IMC Colloquium Series: "Systems Thinking for Health Systems Renewal"

Friday, September 18, 2009
11:30 - 12:30
Rm10900

Dr. Allan Best
Centre for Clinical Epidemiology and Evaluation, Vancouver General Hospital

Abstract

Health policy and health organisation leaders are emphasizing the importance of evidence when searching for new ways to tackle complex public health issues (such as obesity and health inequalities) and address enduring organisational challenges (such as safety, efficiency and patient-centredness).

Yet, how we think about the challenge of moving from evidence to policy, or from evidence to organisational change, profoundly shapes the ways we work and the results that we get. Today, our ways of thinking are changing fundamentally, as we come to understand that our health systems are complex systems, demanding fresh conceptual models, more integrative research methodology, and organizational forms that nurture and support evidence-informed decision making.
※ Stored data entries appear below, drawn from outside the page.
PR #1507, opened 2022-08-12
Bug/ph 1285

spyrostz:

## Proposed changes

-

### DIFF
--- a/src/gsy_e/gsy_e_core/user_profile_handler.py
+++ b/src/gsy_e/gsy_e_core/user_profile_handler.py
@@ -154,15 +154,16 @@ class ProfileDBConnectionHandler:
 
     @db_session
     def _buffer_profile_types(self):
-        """ Buffers list of the profile_uuids that correspond to this simulation into
-        self._profile_uuids"""
+        """
+        Buffers profile types for the profiles of this simulation.
+        """
         profile_selection = select(
             (datapoint.profile_uuid, datapoint.profile_type)
             for datapoint in self.Profile_Database_ConfigurationAreaProfileUuids
             if datapoint.configuration_uuid == uuid.UUID(gsy_e.constants.CONFIGURATION_ID))
 
-        for p in profile_selection:
-            self._profile_types[p[0]] = InputProfileTypes(p[1])
+        for profile in profile_selection:
+            self._profile_types[profile[0]] = InputProfileTypes(profile[1])
 
     @db_session
     def _buffer_all_profiles(self, current_timestamp: DateTime):
--- a/src/gsy_e/gsy_e_core/user_profile_handler.py
+++ b/src/gsy_e/gsy_e_core/user_profile_handler.py
@@ -53,6 +53,7 @@ class ProfileDBConnectionHandler:
 
     def __init__(self):
         self._user_profiles = {}
+        self._profile_types = {}
         self._buffered_times = []
         self._profile_uuids = None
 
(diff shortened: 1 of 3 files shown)


src/gsy_e/gsy_e_core/user_profile_handler.py
```diff
@@ -151,6 +152,18 @@ def _buffer_profile_uuid_list(self):
 
         self._profile_uuids = list(profile_selection)
 
+    @db_session
+    def _buffer_profile_types(self):
+        """ Buffers list of the profile_uuids that correspond to this simulation into
+        self._profile_uuids"""
```
fievelk, line 158: Nit (but since it's in the PEP and in our style conventions):
```suggestion
        """
        Buffer a list of the profile_uuids that correspond to this simulation into
        self._profile_uuids.
        """
```

src/gsy_e/gsy_e_core/user_profile_handler.py
```diff
@@ -151,6 +152,18 @@ def _buffer_profile_uuid_list(self):
...
+        profile_selection = select(
+            (datapoint.profile_uuid, datapoint.profile_type)
+            for datapoint in self.Profile_Database_ConfigurationAreaProfileUuids
+            if datapoint.configuration_uuid == uuid.UUID(gsy_e.constants.CONFIGURATION_ID))
+
+        for p in profile_selection:
+            self._profile_types[p[0]] = InputProfileTypes(p[1])
```
fievelk, line 165: This should have raised a pylint warning, maybe your linter was disabled for this file?
```suggestion
        for profile in profile_selection:
            self._profile_types[profile[0]] = InputProfileTypes(profile[1])
```

fievelk (approved):
I left two small comments, you can still merge if it's urgent.

AFAIU, this PR is to fix the case in which we have multiple profile, each one with a different unit. Is this correct?

src/gsy_e/gsy_e_core/user_profile_handler.py
spyrostz: I'll fix this, however it looks like pylint does not complain at all about one-char variables in for loops: 
```
(gsy-e) 192:gsy-e spyrostzavikas$ pylint --version 
pylint 2.11.1
astroid 2.8.4
Python 3.8.9 (default, May 17 2022, 12:55:41) 
[Clang 13.1.6 (clang-1316.0.21.2.5)]
(gsy-e) 192:gsy-e spyrostzavikas$ pylint src/gsy_e/gsy_e_core/user_profile_handler.py 

--------------------------------------------------------------------
Your code has been rated at 10.00/10 (previous run: 10.00/10, +0.00)

```

Maybe you are using a different pylint version? Because this is the one defined by the project requirements. 
Regardless of whether it is a pylint warning or not, let me fix this.

src/gsy_e/gsy_e_core/user_profile_handler.py
spyrostz: I'll also fix the docstring, thanks

spyrostz:
> I left two small comments, you can still merge if it's urgent.
> 
> AFAIU, this PR is to fix the case in which we have multiple profile, each one with a different unit. Is this correct?

The purpose of this was in order to use the profile types from the database, and not let the strategy dictate the type of the profile. When we upload the profile we also associate the type (which essentially is the unit / conversion type of the profile values). Up until now it was ignored, and the strategies demanded specific profile types. However with the datasheet it is not possible anymore, since the PV / Load profiles are in kWh, while in GSy Maps / Rebase it is obligatory to upload power profiles. Therefore it was necessary to read the profile types from the database, so that the strategy can convert the profile to kWh or not depending on whether it is needed.

src/gsy_e/gsy_e_core/user_profile_handler.py
fievelk:
```bash
$ pylint --version
pylint 2.11.1
astroid 2.8.4
Python 3.8.6 (default, Nov  8 2021, 17:05:07)
[Clang 12.0.5 (clang-1205.0.22.9)]
```
It looks like the version is the same, I only have a slightly different python version but I don't think it should matter.

fievelk (approved):

fabriciocarboni (approved):
LGTM

PR #1508, opened 2022-08-15
GSYE-373-2: Use AvailableMarketTypes.value instead of AvailableMarketTypes

mrsaemir:
AvailableMarketTypes objects are not json serializable.

## Proposed changes

- Use AvailableMarketTypes.value


fievelk (approved):

fievelk:
LGTM. I would have expected this change to cause test failures, though. Do you think it's possible to test this somehow, so that we will avoid regressions?

mrsaemir:
> LGTM. I would have expected this change to cause test failures, though. Do you think it's possible to test this somehow, so that we will avoid regressions?

@fievelk 
I definitely agree. Actually the whole forward market lacks tests. For now, I'm trying to unblock Kamil's task on saving aggregated forward market results and I'll come back to write unit tests ASAP.

cruky (approved):

cruky (approved):

PR #1511, opened 2022-08-19
GSYE-377: Split the LoadForecastExternalStrategy to 2 classes, LoadPr…

spyrostz:
…ofileForecastExternalStrategy and LoadHoursForecastExternalStrategy in order to separate the default behavior for the case that no forecast stream is available and the strategy has to fall back to default strategy profiles / energy values.

## Proposed changes

-


fabriciocarboni (approved):
LGTM

mclrch (approved):
LGTM

PR #1513, opened 2022-08-22
feature/GSYE-373-3: Filter bids/offers/trades of forward market based on current time_slot

mrsaemir:

We want to transfer only bids/offers/trades that have happened in the current simulation time of forward markets. 

## Proposed changes
- Add `_get_current_forward_orders_from_timeslot`

### DIFF
--- a/src/gsy_e/gsy_e_core/sim_results/endpoint_buffer.py
+++ b/src/gsy_e/gsy_e_core/sim_results/endpoint_buffer.py
@@ -177,7 +177,7 @@ class SimulationEndpointBuffer:
         return [order.serializable_dict()
                 for order in forward_orders
                 if order.time_slot == market_time_slot and
-                last_time_slot < order.creation_time <= current_time_slot]
+                last_time_slot <= order.creation_time < current_time_slot]
 
     def _read_future_markets_stats_to_dict(self, area: "Area") -> Dict[str, Dict]:
         """Read future markets and return market_stats in a dict."""
--- a/src/gsy_e/gsy_e_core/sim_results/endpoint_buffer.py
+++ b/src/gsy_e/gsy_e_core/sim_results/endpoint_buffer.py
@@ -166,6 +166,19 @@ class SimulationEndpointBuffer:
                 for order in future_orders
                 if order.time_slot == time_slot]
 
+    @staticmethod
+    def _get_current_forward_orders_from_timeslot(forward_orders: List,
+                                                  market_time_slot: DateTime,
+                                                  area: "Area") -> List:
+        """Filter orders that have happened in the current simulation time for
+        the specified market time slot."""
+        current_time_slot = area.now
+        last_time_slot = area.now - area.config.slot_length
+        return [order.serializable_dict()
+                for order in forward_orders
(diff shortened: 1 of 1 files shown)


src/gsy_e/gsy_e_core/sim_results/endpoint_buffer.py
```diff
@@ -166,6 +166,19 @@ def _get_future_orders_from_timeslot(future_orders: List, time_slot: DateTime) -
...
                 if order.time_slot == time_slot]
 
+    @staticmethod
+    def _get_current_forward_orders_from_timeslot(forward_orders: List,
+                                                  market_time_slot: DateTime,
+                                                  area: "Area") -> List:
+        """Filter orders that have happened in the current simulation time for
+        the specified market time slot."""
+        current_time_slot = area.now
+        last_time_slot = area.now - area.config.slot_length
```
fievelk, line 176: Nit:
```suggestion
        previous_time_slot = area.now - area.config.slot_length
```
I'm not sure why, but my brain finds this easier to understand. I would intuitively think that `area.now` is actually the last time slot.
Just a nit anyway.

src/gsy_e/gsy_e_core/sim_results/endpoint_buffer.py
```diff
@@ -166,6 +166,19 @@ def _get_future_orders_from_timeslot(future_orders: List, time_slot: DateTime) -
                 for order in future_orders
                 if order.time_slot == time_slot]
 
+    @staticmethod
+    def _get_current_forward_orders_from_timeslot(forward_orders: List,
+                                                  market_time_slot: DateTime,
+                                                  area: "Area") -> List:
```
fievelk, line 172: Nit:
```suggestion
    def _get_current_forward_orders_from_timeslot(
        forward_orders: List,
        market_time_slot: DateTime,
        area: "Area") -> List:
```
I think we had this conversation on Slack once, and we sort of agreed that this was our favourite type of indentation. Or do I remember wrong?

fievelk (approved):
LGTM, just left two nits.

As usual: it would be great to have tests for this change to avoid regressions.

cruky (approved):
LGTM

spyrostz (approved):

src/gsy_e/gsy_e_core/sim_results/endpoint_buffer.py
mrsaemir: I've actually though of that, but IMO, the favorite word in gsy-e is `last` and not `previous`. I'm telling this because if you search gsy-e or gsy-framwork for the word `previous`, you won't get so many results in code but it is full of `last_*` variables.

src/gsy_e/gsy_e_core/sim_results/endpoint_buffer.py
mrsaemir: As this part of the EndpointBuffer has changed several times during the last weeks. I'm unwilling to write tests for it now. I will definitely write tests as soon as the design is settled. Thanks for reminding that.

We need more interdisciplinarity, more systems thinking, more problem-based research, and some serious restructuring of the ways in which universities, research funders, and health service organizations are designed. If this systemic change is stifled, we risk never realizing our potential for creating and using knowledge in a collaborative way, and we commit an injustice to the populations we serve.

Imagine a system in which researchers, decision makers and practitioners work collaboratively throughout the full knowledge creation, synthesis, and application process. Think about how tenure and promotion policies might change if contributions to social good were valued as much as contributions to knowledge. Reflect on how knowledge from randomization and experimental control might be balanced by real-world data and learning from practice. Ask what it will take to develop new analytic methods that capture the dynamic, multilevel nature of change as health systems work to continuously improve.